◆ ENTRIES SUPPLIED ◆
PR #4921, opened 2025-08-06
[racket] 8.17-1: init package

rmolives:


PKGBUILD
```diff
@@ -0,0 +1,46 @@
+# Maintainer: RMOlive <rmolives@wumoe.org>
+
+pkgbase=racket
```
ziyao233, line 3: pkgbase isn't necessary when pkgname isn't an array. Please drop it.

PKGBUILD
```diff
@@ -0,0 +1,46 @@
...
+pkgrel=1
+pkgdesc='A full-spectrum language with DrRacket IDE'
+arch=('x86_64' 'aarch64' 'riscv64' 'loongarch64')
+url='https://racket-lang.org/'
+license=('Apache-2.0' 'GPL-3.0-only' 'LGPL-3.0-only' 'custom')
+depends=('gtk3')
+makedepends=('gsfonts' 'sqlite')
+options=('!strip' '!emptydirs')
+conflicts=('racket-docs')
+replaces=('racket-docs')
```
ziyao233, line 15: eweOS doesn't even have this package. Please drop conflicts and replaces.

PKGBUILD
```diff
@@ -0,0 +1,46 @@
...
+
+pkgbase=racket
+pkgname='racket'
+pkgver=8.17
+pkgrel=1
+pkgdesc='A full-spectrum language with DrRacket IDE'
+arch=('x86_64' 'aarch64' 'riscv64' 'loongarch64')
+url='https://racket-lang.org/'
+license=('Apache-2.0' 'GPL-3.0-only' 'LGPL-3.0-only' 'custom')
+depends=('gtk3')
```
ziyao233, line 11: Please lay out all the direct dependencies: at least libc is necessary, isn't it?

PKGBUILD
```diff
@@ -0,0 +1,46 @@
...
+
+prepare() {
+  _patch_ "$pkgname-$pkgver"
+  cd "$pkgbase-$pkgver"
+  echo "Icon=drracket" >> share/pkgs/drracket/drracket/drracket.desktop
+}
+
+build() {
+  cd "$pkgbase-$pkgver/src"
+  [ "$CARCH" == "x86_64" ] && export CFLAGS+=" -fPIC -ffat-lto-objects"
```
ziyao233, line 33: Why fat LTO objects is and only is necessary for x86_64 platforms? Please add a comment to explain it.

PKGBUILD
```diff
@@ -0,0 +1,46 @@
+# Maintainer: RMOlive <rmolives@wumoe.org>
+
+pkgbase=racket
+pkgname='racket'
+pkgver=8.17
+pkgrel=1
+pkgdesc='A full-spectrum language with DrRacket IDE'
+arch=('x86_64' 'aarch64' 'riscv64' 'loongarch64')
+url='https://racket-lang.org/'
+license=('Apache-2.0' 'GPL-3.0-only' 'LGPL-3.0-only' 'custom')
```
ziyao233, line 10: As specified in `src/LICENSE.txt`, racket is distributed under `Apache-2.0 AND MIT`. MIT license is missed in the licenses array.

Furthermore, I don't see any components using GPL-3.0-only license. And all LGPL components that ***may*** be statically linked (I didn't check precisely) allow usage of later versions, so `LGPL-3.0-only` should be `LGPL-3.0-or-later`.

For the `custom` license, please provide its name as well. I guess it should be `custom:libscheme` but please double check my finding.

`LICENSE.txt` also states that `random.inc`, used by Racket "BC" executables, is under BSD-3-Clause. Does this PKGBUILD ship the "BC" executable? If so, BSD-3-Clause should be listed in licenses as well.

clearcache.patch
```diff
@@ -0,0 +1,11 @@
...
+--- a/src/ChezScheme/c/clearcache.c	2025-04-11 07:46:18.000000000 +0800
++++ b/src/ChezScheme/c/clearcache.c	2025-07-30 17:14:37.496107332 +0800
+@@ -45,6 +45,7 @@
+ #ifdef S_TARGET_OS_IPHONE
+   sys_icache_invalidate((void *)start, (char *)end-(char *)start);
+ #else
++  extern void __clear_cache(void*, void*);
+   __clear_cache((char *)start, (char *)end);
+ # if defined(__clang__) && defined(__aarch64__) && !defined(__APPLE__)
+   /* Seem to need an extra combination of barriers here to make up for
```
ziyao233, line 11: What is this patch for and what's its origin? Could you please add a comment above the `sources` array in PKGBUILD to explain it?

Furthermore, if it isn't a backport, is this patch appropriate for upstreaming?

ziyao233 (changes requested):

PR #5093, opened 2025-08-14
[cmake] 4.1.0-1: new upstream version

YukariChiba:


ziyao233 (approved):
Tested with qt6-base and openal-soft, packages are installed to the correct directory.

PR #5600, opened 2025-10-13
[wireplumber] 0.5.12-1: new upstream version

YukariChiba:


ziyao233 (approved):
Nothing seems to break on my machine with the upgrade

Issue #5581, opened 2025-10-12
Replace p7zip with upstream 7zip


JulianDroske:
Since several CVEs have been uncovered in older versions of 7zip recently [^1], specifically:

- [CVE-2025-55188](https://nvd.nist.gov/vuln/detail/CVE-2025-55188)
- [CVE-2025-53817](https://nvd.nist.gov/vuln/detail/CVE-2025-53817)
- [CVE-2025-53816](https://nvd.nist.gov/vuln/detail/CVE-2025-53816)

p7zip, which is derived from 7z and have been inactive without a release for two years [^2], could not be considered to be safe. To get rid of such security issues, the upstream `7zip` is taken into account, which is more actively maintained while fixes all these exploits in the latest release.

## Steps
- [x] Add package `7zip` conflicting p7zip #5582, #5605
  - [ ] Add missing man pages?
- [x] Remove package `p7zip`
  - [x] Check for dependents

[^1]: https://nvd.nist.gov/vuln/search#/nvd/home?cpeFilterMode=cpe&cpeName=cpe:2.3:a:7-zip:7-zip:-:*:*:*:*:*:*:*&resultType=records
[^2]: https://github.com/p7zip-project/p7zip/releases/tag/v17.05

PR #5605, opened 2025-10-13
[7zip] 25.01-1: init package

JulianDroske:
This package `conflicts` and `provides` `p7zip` to replace it because of #5581 

Resulting structure:

`/usr/lib/7zip/`: `7z.so`
`/usr/bin/`: `7z`, `7za`, `7zr`
`/usr/share/doc/7zip/`: `DOC/`, documentations
`/usr/share/licenses/7zip/`: two license files symlinking to those under `DOC/`

Upstream `7zip` does not provide any man page.

There's no executable `7z*` under `/usr/lib/7zip` since we got rid of shell script wrappers used by other distros and p7zip, by modifying the library search path, shown in the patch file. It actually organize files in a more clear way.

`/usr/lib/7zip/` is used by `7z` for searching for external encoders/decoders so keep it.

### DIFF
--- a/PKGBUILD
+++ b/PKGBUILD
@@ -1,0 +1,77 @@
+# Maintainer: Julian Droske <juliandroske@outlook.com>
+
+pkgname=7zip
+pkgver=25.01
+pkgrel=1
+pkgdesc="Command-line file archiver with high compression ratio"
+arch=(x86_64 aarch64 riscv64 loongarch64)
+url="https://7-zip.org"
+license=('LGPL-2.1-or-later' 'BSD-3-Clause' 'custom:unRAR')
+provides=(p7zip)
+conflicts=(p7zip)
+replaces=(p7zip)
+depends=(
+  musl
+  llvm-libs
+)
+# 0001-adjust-7z.so-load-path-for-eweos.patch
+# 	The executable `7z` searches for its requistie `7z.so` from the same
+# 	directory (intended to store plugins) as where it lies at runtime.
+# 	This causes problems when `7z` is installed under `/usr/bin/` as a
+# 	command while `7z.so` is put in `/usr/lib/7zip/` as FHS implies.
+# 	This patch modifies the search path so that 7z always search for plugins
+# 	(including 7z.so) under `/usr/lib/7zip` without any shell script wrappers.
+source=(
+  'https://www.7-zip.org/a/7z2501-src.tar.xz'
+  '0001-adjust-7z.so-load-path-for-eweos.patch'
+)
+sha256sums=(
+  'ed087f83ee789c1ea5f39c464c55a5c9d4008deb0efe900814f2df262b82c36e'
+  '9d3604f51ddcdee78631c31d90e93949cb41772a91f6d9b98b8fac5dc90a028a'
+)
+
+prepare(){
+  _patch_ .
+}
+
+build(){
+  cd "${srcdir}"
+  export O=build
+
+  # 7z - main program that uses plugins
+  make -C CPP/7zip/UI/Console -f makefile.gcc
+  # 7z.so - necessary library required by 7z
+  make -C CPP/7zip/Bundles/Format7zF -f makefile.gcc
+  # 7za - more lightweight
+  make -C CPP/7zip/Bundles/Alone -f makefile.gcc
+  # 7zr - only handle .7z archives
+  make -C CPP/7zip/Bundles/Alone7z -f makefile.gcc
+}
+
+package(){
+  cd "${srcdir}"
+
+  # target directories
+  install -dm0755 \
+  	"${pkgdir}/usr/bin" \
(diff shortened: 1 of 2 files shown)


PKGBUILD
```diff
@@ -0,0 +1,69 @@
...
+pkgname=7zip
+pkgver=25.01
+pkgrel=1
+pkgdesc="Command-line file archiver with high compression ratio"
+arch=(x86_64 aarch64 riscv64 loongarch64)
+url="https://7-zip.org"
+license=('LGPL-2.1-or-later' 'BSD-3-Clause' 'custom:unRAR')
+provides=(p7zip)
+conflicts=(p7zip)
+depends=(
```
ziyao233, line 13: You should add `replaces=(p7zip)` as wel :)

PKGBUILD
```diff
@@ -0,0 +1,69 @@
...
+
+package(){
+  cd "${srcdir}"
+
+  # target directories
+  install -dm0644 \
+    "${pkgdir}/usr/bin" \
+    "${pkgdir}/usr/lib/7zip" \
+    "${pkgdir}/usr/share/doc/7zip" \
+    "${pkgdir}/usr/share/licenses/7zip"
```
ziyao233: pacman complains when installing the package,

```
warning: directory permissions differ on /usr/bin/
filesystem: 755  package: 644
```

It seems wrong to use `0644` on directories, and `0755` is more appropriate.

PKGBUILD
```diff
@@ -0,0 +1,69 @@
...
+  install -Dm0755 \
+    CPP/7zip/Bundles/Format7zF/build/7z.so \
+    "${pkgdir}/usr/lib/7zip"
+
+  # Docs & licenses
+  cp -a DOC "${pkgdir}/usr/share/doc/7zip/"
+  ln -s /usr/share/doc/7zip/DOC/{License,unRarLicense}.txt \
+    "${pkgdir}/usr/share/licenses/7zip/"
+}
+
```
ziyao233: Please remove this extra empty line :)

PKGBUILD
```diff
@@ -0,0 +1,69 @@
...
+url="https://7-zip.org"
+license=('LGPL-2.1-or-later' 'BSD-3-Clause' 'custom:unRAR')
+provides=(p7zip)
+conflicts=(p7zip)
+depends=(
+  musl
+)
+source=(
+  'https://www.7-zip.org/a/7z2501-src.tar.xz'
+  '0001-adjust-7z.so-load-path-for-eweos.patch'
```
ziyao233, line 26: It'll be better if you could add a comment to explain the patch's purpose, e.g.,

> 7z searches its shared library, 7z.so, from the same directory that contains the executable, and loads it at runtime. However, this breaks if we install executables in `/usr/bin` but keep the library in `/usr/lib/7zip`. Hack the library-searching logic to account for the library/executable separated case.

ziyao233 (changes requested):

ziyao233:
Forgot to mention it: you should include `llvm-libs` in `depends` array as well, since this package makes use of C++ runtime libraries like `libunwind.so` and `libc++.so`.

PKGBUILD
```diff
@@ -0,0 +1,77 @@
...
+
+package(){
+  cd "${srcdir}"
+
+  # target directories
+  install -dm0755 "${pkgdir}/usr/bin"
+  install -dm0644 \
+    "${pkgdir}/usr/lib/7zip" \
+    "${pkgdir}/usr/share/doc/7zip" \
+    "${pkgdir}/usr/share/licenses/7zip"
```
ziyao233: All these directories should be installed as `0755`, or non-owner users (basically means non-root ones) cannot descend into the directories after installing the package. This also breaks 7zip itself,

```
$ 7z x ~/Downloads/Telegram\ Desktop/MP020-r0p5-50rel0-37522aa9-0.tar.gz 

7-Zip 25.01 (x64) : Copyright (c) 1999-2025 Igor Pavlov : 2025-08-03
 64-bit locale=C.UTF-8 Threads:4 OPEN_MAX:1024


Codec Load Error: /usr/lib/7zip/7z.so : errno=13 : Permission denied

Scanning the drive for archives:
1 file, 2016896 bytes (1970 KiB)                 

Extracting archive: /home/ziyao/Downloads/Telegram Desktop/MP020-r0p5-50rel0-37522aa9-0.tar.gz
ERROR: /home/ziyao/Downloads/Telegram Desktop/MP020-r0p5-50rel0-37522aa9-0.tar.gz
Cannot open the file as archive

    
Can't open as archive: 1
Files: 0
Size:       0
Compressed: 0
```

`chmod 0755 /usr/lib/7zip` just fixes the issue.

ziyao233 (changes requested):

ziyao233 (approved):

PR #5723, opened 2025-10-24
[gtk4] 4.20.2-2: enable vulkan and cups

YukariChiba:


ziyao233 (approved):
Tested on my machine, by inspecting strace I could confirm Vulkan works with the patch. Nothing seems to break.

PR #6058, opened 2025-11-23
[font-noto-emoji] 2.048-2: use SPDX and simplify license installation

ziyao233:


PKGBUILD
YukariChiba: bump pkgrel

YukariChiba (changes requested):

YukariChiba (approved):

PR #6139, opened 2025-11-27
[turnstile] 0.1.11-1: new upstream version and reformat

WeirdGumi:


PKGBUILD
```diff
@@ -1,36 +1,40 @@
 # Maintainer: Yukari Chiba <i@0x7f.cc>
 
 pkgname=turnstile
-pkgver=0.1.10
-pkgrel=3
+pkgver=0.1.11
+pkgrel=1
 pkgdesc='Independent session/login tracker'
-url='https://github.com/chimera-linux/turnstile'
+url=https://github.com/chimera-linux/turnstile
```
ziyao233: Please keep the quote. Dropping it is okay in the case, but URL contains some characters that may not be considered safe at the first glance, causing unnecessary confusion, however keeping it as-is is always safe.

PKGBUILD
```diff
@@ -1,36 +1,40 @@
...
 arch=(x86_64 aarch64 riscv64 loongarch64)
 license=(BSD-2-Clause)
 depends=(pam)
```
ziyao233: This probably depends on `libc.so`, `libc++.so` and `libc++abi.so`, too. Please add `musl` `llvm-libs` to `depends`, too, if you want to clean everything up.

PKGBUILD
```diff
@@ -1,36 +1,40 @@
...
-sha256sums=('e36592e97fc4613a46b71f661e57c118aab20d451f92733728c00b5a45aa57a2'
-	'257fd00dc1f6ba7e79b70604aa358e481cff60b318de8d78b829acdec56f7eff')
+makedepends=(git meson ninja scdoc)
+source=(
+  git+$url.git#tag=v$pkgver
+  turnstiled.service
+)
+sha256sums=(
+  829cc9c01603e7de30b9307226d68da33f6e69d7db5fbf4c4dd578b0546ed482
+  34daaa1973722a835f4877f0e56598b6bea7d804cb44f9a2b6a9438d1820a02d
```
ziyao233: Please avoid reformatting sha256sums, it is usually automatically generated by `updpkgsums` (provided by pacman-contrib). Reformatting the array only brings unnecessary changes, which will be reverted back at the next time the package is updated through workflow.

PKGBUILD
```diff
@@ -1,36 +1,40 @@
...
+)
 
 build () {
   ewe-meson $pkgname build -D manage_rundir=true
-  meson compile -C build
+  ninja -C build
```
ziyao233: Why replace all calls to `meson` with `ninja`?

turnstiled.service
```diff
@@ -1,5 +1,5 @@
-type       = process
-before     = login.target
-depends-on = rc.target
-command    = /usr/bin/turnstiled
-logfile    = /var/log/turnstiled.log
+type = process
+command = /usr/bin/turnstiled
+logfile = /var/log/turnstiled.log
+before: login.target
+depends-on: rc.target
```
ziyao233: Please avoid re-spacing the unrelated lines. This brings unnecessary changes which is hard to blame, and doesn't even make the file easier to read.

ziyao233 (changes requested):

PKGBUILD
WeirdGumi: > Why replace all calls to `meson` with `ninja`?

I will revert it. Should we remove `ninja` from makedepends if we're using the `meson` calls?

ziyao233: meson hard depends on `ninja` as build tool, meson compile/test/install in turn invokes it.

So the answer is, yes, you could remove `ninja` from makedepends, but it doesn't mean ninja isn't necessary to build the package, it's just b.c. ninja has been listed as a dependency of meson, and it's redundant to specify it again here.

PKGBUILD
WeirdGumi: https://github.com/eweOS/packages/pull/6139/commits/cb40d5ab8334aa607f9af061bf44767a138d9f3a

PKGBUILD
WeirdGumi: https://github.com/eweOS/packages/pull/6139/commits/b91c069b998903bca8f502854f7e2a09f0ba2a05

PKGBUILD
WeirdGumi: https://github.com/eweOS/packages/pull/6139/commits/b91c069b998903bca8f502854f7e2a09f0ba2a05

PKGBUILD
WeirdGumi: https://github.com/eweOS/packages/pull/6139/commits/b91c069b998903bca8f502854f7e2a09f0ba2a05

turnstiled.service
WeirdGumi: https://github.com/eweOS/packages/pull/6139/commits/4211e0598a77f7936f0a9b2c8654486c229e075e

PR #6486, opened 2026-01-26
[wine] 11.1-1: new upstream version

YukariChiba:


binfmt.conf
```diff
@@ -0,0 +1,7 @@
+name: wine
+type: M
+offset: 0
+magic: MZ
+mask: 0
```
ziyao233: Should be

```
magic: 4d5a
mask: ffff
```

ziyao233 (changes requested):

ziyao233 (approved):

PR #6543, opened 2026-02-02
[appstream] 1.1.2-1: new upstream version

ziyao233:
Also enables --print-errorlogs for testing.


ziyao233:
Recheck after #6544 #6542

PR #6637, opened 2026-02-20
[webkit2gtk] 2.50.5-1: init package

ziyao233:


ziyao233:
Recheck after #6636, #6635, #6634, and #6633

PR #6807, opened 2026-03-11
[flashrom] 1.7.0-1: new upstream version, enable more features

ziyao233:
Enable libjaylink and libpci. Switch to Git sources.


ziyao233:
Recheck after #6806

PR #226, opened 2015-03-24
Document Thrift interaction

abhinav:
Also moved protocol.md to docs/

CC: @leizha @Raynos @jcorbin


docs/thrift.md
```diff
@@ -0,0 +1,205 @@
...
+
+To do this, the server code responsible for registering endpoints must first
+denormalize the Thrift file into a set of "leaf" services that contain all
+methods -- including inherited ones.
+
+Uncaught Exceptions
+-------------------
+
+For uncaught server-side exceptions that are not defined in the Thrift IDL,
+server implementations must respond with a TChannel `error` message with error
```
Raynos: This is not a `must`. Servers can crash in which case the response is an ECONNRESET or equivelant.

Also is it possible for unknown operational errors that are not defined in the thrift IDL to be create a CallResponse whose code is `1` or non-zero.

docs/thrift.md
```diff
@@ -0,0 +1,205 @@
...
+must be set to `thrift`. Requests will be made using `call req` messages and
+responses will be sent using `call res` messages, with values for `arg{1,2,3}`
+as defined in [Arguments][].
+
+For `call res`,
+
+-   In case of success, the Response Code (`code:1`) must be set to `0x00`.
+-   In case of failure, the Response Code (`code:1`) must be set to `0x01`.
+
+Arguments
```
Raynos: Should we add a note for what the `service:1` field should be ?

We should probably make it clear that it does not have to be thrift service but should be set (i.e. not an empty string).

docs/thrift.md
mmihic: CallResponse with non-zero code was (at least at one point) intended to be reserved for application-level errors not operational errors.  Operational errors should return an Error message, not a CallResponse.

Raynos:
Looks reasonable.

docs/thrift.md
abhinav: Added

docs/thrift.md
abhinav: Changed must-vs-should on the error.

I agree with @mmihic that only application errors should be propagated through call response. As @Raynos suggested in-person, we could theoretically add an application error with the field identifier `0xff` that will hold information on operational errors if we decide to send them as a call response.

breerly:
lgtm

PR #227, opened 2015-03-24
Prepare reqres for streaming

jcorbin:
Final code rotation around reqres to prepare for streaming.

Reviewers: @kriskowal @Raynos

### DIFF
--- a/node/reqres.js
+++ b/node/reqres.js
@@ -111,10 +111,9 @@ TChannelOutgoingRequest.prototype.sendCallRequestFrame = function sendCallReques
 TChannelOutgoingRequest.prototype.send = function send(arg1, arg2, arg3, callback) {
     var self = this;
     if (callback) self.hookupCallback(callback);
-    if (self.sent) {
+    if (self.state !== States.Initial) {
         throw new Error('request already sent');
     }
-    self.sent = true;
     self.sendCallRequestFrame([
         arg1 ? Buffer(arg1) : null,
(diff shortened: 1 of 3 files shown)


node/reqres.js
```diff
@@ -47,13 +48,29 @@ function TChannelIncomingRequest(id, options) {
     self.headers = options.headers || {};
     self.checksum = options.checksum || null;
     self.checksumType = options.checksumType || 0;
-    self.arg1 = options.arg1 || emptyBuffer;
```
Raynos: Any reason to not pre-define these as `null` in the constructor ?

node/reqres.js
```diff
@@ -134,7 +205,13 @@ TChannelOutgoingRequest.prototype.hookupCallback = function hookupCallback(callb
     }
     function onResponse(res) {
         self.removeListener('error', onError);
-        callback(null, res);
+        if (callback.canStream) {
```
Raynos: I dont understand the difference between streaming and non streaming here.

Why would one need zalgo protection and not the other ?

Raynos:
lgtm.

node/reqres.js
jcorbin: it's a stub for later use, it shouldn't make a ton of sense yet

node/reqres.js
jcorbin: Because they're going away real soon at this layer, to be provided by the upcoming use of argstream as base class in a future pr.

PR #228, opened 2015-03-24
add checksum for the python tchannel. 

junchaowu:
It doesn't cover streaming message yet.

### DIFF
--- a/python/tchannel/messages/common.py
+++ b/python/tchannel/messages/common.py
@@ -1,9 +1,13 @@
 from __future__ import absolute_import
 
+import zlib
+
 from collections import namedtuple
 from enum import IntEnum
 
 from .. import rw
+from ..exceptions import InvalidChecksumException
+from .types import Types
 
 PROTOCOL_VERSION = 0x02
 
@@ -24,6 +28,11 @@ class ChecksumType(IntEnum):
     crc32 = 0x01
     farm32 = 0x02
 
+    @staticmethod
+    def standardize(checksum):
+        return (ChecksumType(checksum[0]), checksum[1])
+
+
 checksum_rw = rw.switch(
     rw.number(1),   # csumtype:1
     {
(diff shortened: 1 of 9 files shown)


python/tchannel/messages/base.py
```diff
@@ -25,3 +30,59 @@ def __str__(self):
             str(self.__class__.__name__),
             ", ".join(attrs)
         )
+
+    @staticmethod
+    def compute_checksum(checksum_type, args, csum=0):
```
abhinav: Given that these three related methods are static and don't really need to be in `BaseMessage`. Move to a separate module as top-level functions. `tchannel.messages.common` or `tchannel.checksum`.

python/tchannel/messages/base.py
```diff
@@ -25,3 +30,59 @@ def __str__(self):
...
+        if csum is None:
+            csum = 0
+
+        if checksum_type == ChecksumType.none:
+            return None
+        elif checksum_type == ChecksumType.crc32:
+            for arg in args:
+                csum = zlib.crc32(arg, csum)
```
abhinav: `& 0xffffffff`?

python/tchannel/messages/base.py
```diff
@@ -25,3 +30,59 @@ def __str__(self):
...
+        # TODO investigate farm32 cross platform issue
+        elif checksum_type == ChecksumType.farm32:
+            for arg in args:
+                csum = farmhash.hash32withseed(arg, csum)
```
abhinav: Investigation has already been done. Use `farmhash.fingerprint32`.

python/tchannel/messages/base.py
junchaowu: I discussed this with Bryce. Bryce suggests I put here. Since only message will use checksum

python/tchannel/messages/base.py
abhinav: Upon a second look, it appears that the Python implementation doesn't provide that method. Throw a `NotImplementedError` here for now.

python/tchannel/messages/common.py
```diff
@@ -32,3 +38,9 @@ class ChecksumType(IntEnum):
         ChecksumType.farm32: rw.number(4),  # csum:4
     }
 )
+
+
+checksum_msg_types = [Types.CALL_REQ,
```
abhinav: Use CAPS for top-level constants like this.

Also, make it a `frozenset` instead of a list.

    frozenset([...])

abhinav:
Everything else looks good.

abhinav:
:shipit: (provided that tests pass)

PR #231, opened 2015-03-25
Handler streaming prep

jcorbin:
Final handler code rotation before streaming implementation.

reviewers: @Raynos @kriskowal

### DIFF
--- a/node/reqres.js
+++ b/node/reqres.js
@@ -188,9 +188,9 @@ TChannelOutgoingRequest.prototype.send = function send(arg1, arg2, arg3, callbac
         throw new Error('request already sent');
     }
     self.sendCallRequestFrame([
-        arg1 ? Buffer(arg1) : null,
-        arg2 ? Buffer(arg2) : null,
-        arg3 ? Buffer(arg3) : null
+        arg1 ? Buffer(arg1) : Buffer(0),
+        arg2 ? Buffer(arg2) : Buffer(0),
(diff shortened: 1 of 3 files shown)


jcorbin:
The end of the rainbow comes after this PR:
https://github.com/uber/tchannel/compare/handler_streaming_prep...streaming

node/reqres.js
```diff
@@ -285,21 +287,22 @@ TChannelOutgoingResponse.prototype.sendCallResponseContFrame = function sendCall
...
 };
 
 TChannelOutgoingResponse.prototype.sendErrorFrame = function sendErrorFrame(codeString, message) {
     var self = this;
-    if (self.state === States.Done) {
+    if (self.state === States.Done || self.state === States.Error) {
         throw new Error('response already done'); // TODO: typed error
     } else {
         self.sendFrame.error(codeString, message);
-        self.state = States.Done;
```
Raynos: Does the protocol state that a call response which is not finished can be terminated by an error response with the same id ?

Should we check that we are not in the Streaming state here ?

mmihic: Yes you need to be able to fast terminate a response with an Error frame at any time.

Raynos:
Seems legit.

node/reqres.js
Raynos: Opened an issue to have protocol.md updated ( https://github.com/uber/tchannel/issues/234 ).

PR #235, opened 2015-03-25
Streaming

jcorbin:
What I set out to PR

reviewers: @kriskowal @Raynos

### DIFF
--- a/node/endpoint-handler.js
+++ b/node/endpoint-handler.js
@@ -20,6 +20,7 @@
 
 'use strict';
 
+var parallel = require('run-parallel');
 var TypedError = require('error/typed');
 
 var EndpointAlreadyDefinedError = TypedError({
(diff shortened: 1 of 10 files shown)


node/endpoint-handler.js
```diff
@@ -72,16 +73,30 @@ TChannelEndpointHandler.prototype.register = function register(name, handler) {
...
-    if (!handler) {
-        res.sendNotOk(null, NoSuchEndpointError({
-            service: self.serviceName,
-            endpoint: name
-        }).message);
-        return;
-    }
-    handler(req, res);
+    // TODO: waterfall
+    req.arg1.onValueReady(function arg1Ready(err, arg1) {
```
Raynos: I'll have to update the autobahn router to use this new interface.

node/endpoint-handler.js
```diff
@@ -72,16 +73,30 @@ TChannelEndpointHandler.prototype.register = function register(name, handler) {
...
+        if (err) throw err; // TODO: protocol error, respond with error frame
```
Raynos: This is scary to add to master.

Can we make a `logger.error()` call and a `res.writeErrorFrame('BadRequest', 'you done messed up');`

Raynos:
lgtm.

PR #238, opened 2015-03-25
remove the error event for outgoingresponse

Raynos:
This is a breaking change from v1 that causes ringpop integration tests to fail (error crashes the process).

There really is not much we can do with this error in the `CallResponse` object in the `EndpointHandler`.

The socket is gone so we cant really do anything.

I recommend we remove it and think about how to do stuff with it later.


jcorbin:
Rolled into #240

PR #239, opened 2015-03-25
do not set closing; set inside method

Raynos:
This is a breaking change from v1 to v2.

The resetAll() method now shortcircuits on `closing = true`.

◆ AIM OF THE EXERCISE ◆
Among the lines of the data, which ones contain the word "detail"? Show them.

◆ RESPONSE TO THE TASK ◆
- [CVE-2025-55188](https://nvd.nist.gov/vuln/detail/CVE-2025-55188)
- [CVE-2025-53817](https://nvd.nist.gov/vuln/detail/CVE-2025-53817)
- [CVE-2025-53816](https://nvd.nist.gov/vuln/detail/CVE-2025-53816)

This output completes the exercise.